Reporting of Cervical Biopsy:

Atypia, reactive atypia

Cervical lntraepithelial Neoplasia (CIN I, CIN II, CIN III), carcinoma in situ – the
grading depends on how deep the abnormal cells have invaded the cervical
epithelium.

Squamous cell carcinoma

Adenocarcinoma, AIS
Treatment Options for Cervical
Intraepithelial Neoplasia: CIN 2, 3


Treatment options include an excision or an ablation procedure
LEEP – loop electrosurgical excision procedure

LLETZ – large loop excision of the transformation zone

Cone biopsy / cold cone biopsy

Laser ablation

Cryotherapy is rarely used anymore. It should never be used for CIN 3.

The goal of treatment is to remove the dysplasia and leave no residual
disease behind. This is called having “negative” margins. You want both
ectocervix and endocervix margins to be free of disease.
Cervical Cancer: 8

According to the National Cancer Institute, there were 12,340 new cases of
cervical cancer and 4,030 deaths in 2013.

Cervical cancer is classified by stages.
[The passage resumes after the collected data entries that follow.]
PR #1120, opened 2022-07-17
`make test` can run in `-j` parallel mode

### LINKED ISSUE #957: Parallel test does not work
**Describe the bug**

`make check -j` fails:
image

Likely to be a race condition for filename.

**Expected behavior**

Support parallelism as other target.

 - OS: [e.g. Mac] CentOS 7
 - Version [e.g. 22] v1.9.3
 - Compiler [e.g. gcc] gcc-9 (devtoolset-9)
 - Build System [e.g. Makefile] makefile
 - Other hardware specs [e.g Core 2 duo...] Xeon Gold 6140

Cyan4973:
fix #957

### DIFF
--- a/tests/Makefile
+++ b/tests/Makefile
@@ -179,7 +179,7 @@ list:
 check: test-lz4-essentials
 
 .PHONY: test
-test: test-lz4 test-lz4c test-frametest test-fullbench test-fuzzer test-install test-amalgamation listTest test-decompress-partial
+test: test-lz4 test-lz4c test-frametest test-fullbench test-fuzzer test-amalgamation listTest test-decompress-partial
 
 .PHONY: test32
 test32: CFLAGS+=-m32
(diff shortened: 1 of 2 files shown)


tests/Makefile
```diff
@@ -201,279 +201,300 @@ test-compile-with-lz4-memory-usage:
 	$(MAKE) clean; CFLAGS=-O0 CPPFLAGS=-D'LZ4_MEMORY_USAGE=LZ4_MEMORY_USAGE_MAX' $(MAKE) all
 
 .PHONY: test-lz4-sparse
+# Rules regarding Temporary test files :
+# Each test must use its own unique set of names during execution.
+# Each temporary test file must begin by an FPREFIX.
+# Each FPREFIX must be unique for each test.
```
t-mat, line 207: This is a confirmation for minor/corner case.
As for uniqueness, we also do not accept common prefix of `FPREFIX`.

For example

```
# NG
test-1: FPREFIX = tmp-test-1
	...
	@$(RM) $(FPREFIX)*  # This command (`rm tmp-test-1*`) also removes `tmp-test-1-1*`
...
test-1-1: FPREFIX = tmp-test-1-1
	...
	@$(RM) $(FPREFIX)*
...
```

t-mat:
I've compared durations of the following tests.

- #1120 (This PR) : https://github.com/lz4/lz4/runs/7362381775?check_suite_focus=true
- #1119 (Previous PR) : https://github.com/lz4/lz4/runs/7379894072?check_suite_focus=true

And glad to see a superb improvement for all `make -C tests` variants.  Especially for `-mx32`!

xkszltl:
Good to see the large speed up in `make test`, together with the `-j` support.
Previously we can only afford `make check` in most builds.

Class 0 would be CIS and AIS and have
a good prognosis.
Treatment Options for Cervical Cancer:

Treatment depends on the extent of disease, age at diagnosis and whether
preserving fertility is desired.

In young women a cone biopsy maybe done for CIS and AIS

Treatment can include hysterectomy, chemotherapy and radiation
Prevention of Cervical Cancer:

Educate on the importance of regular screening Pap smears

Encourage and offer the HPV vaccine

Discuss HPV and how it is transmitted

Educate on the risks factors for cervical cancer
Case Study #1:

Jennifer is a 39 year old G2 P2 who had her first abnormal Pap smear. The results
were ASCUS positive HR HPV.

Should she have a colposcopy?

She had an adequate colposcopy. A cervical biopsy at 4 o'clock was CIN I – II. An
ECC was negative.

Should she have any treatment? If yes, what would be the treatment options?

She had a LEEP. The results were CIN II. The CIN II involves both the inked
apparent ectocervical margin and endocervical margin.

Her first follow up Pap smear 6 months later was negative. According to the new
guidelines, what else should have been done at this visit?
Case Study #2:

Susan is a 35 year old G 0 who presents for her annual exam. Her Pap smear
results are negative but no endocervical component is present.

The HPV testing is positive.

What would be the next plan of care for her?
Case Study #3:

Mary is a 56 year old G0 who was referred by her PCP for colposcopy. Her Pap
results were HGSIL and she has no previous abnormal Pap smear history. Mary
believes her previous Pap was 2 years ago in her home country. At her first
visit her BP was 198/110. She was sent to urgent care. After multiple phone
calls and a certified letter, she returned 5 months later. Her colposcopy was
inadequate because the entire SCJ could not be seen. On colposcopy, from 3
– 9 o'clock there were stark AA changes and course vessels.

The impression on colposcopy was HGSIL/CIS.

The cervical biopsy was squamous cell carcinoma.

What is the next plan for her?
Case Study #4:

Megan is a 23 year old G 0 with a 2 year history of abnormal Pap smears. Her
initial abnormal Pap smear was LGSIL positive HR HPV 10/2011. A adequate
colposcopy was done in 11/2011. A cervical biopsy was CIN I and the ECC was
negative. A follow up Pap was done 6/2012 and the result was ASCUS positive
HR HPV. It was decided to follow up with a repeat Pap smear. Megan did not
come back for a Pap smear until 12/2013. The result was AGUS, favor
endocervical origin.

Does she need colposcopy?

A colposcopy was done which was adequate. A cervical biopsy was CIN I and
the ECC was negative. What is the appropriate follow up plan?
Case Study #5:

Diane is a 44 year old G3 P3002 who presents for an annual exam. Her Pap
smear was HGSIL. The colposcopy was difficult because of her weight of 284
lbs. The colposcopy was adequate and there were AA changes at 12 o'clock.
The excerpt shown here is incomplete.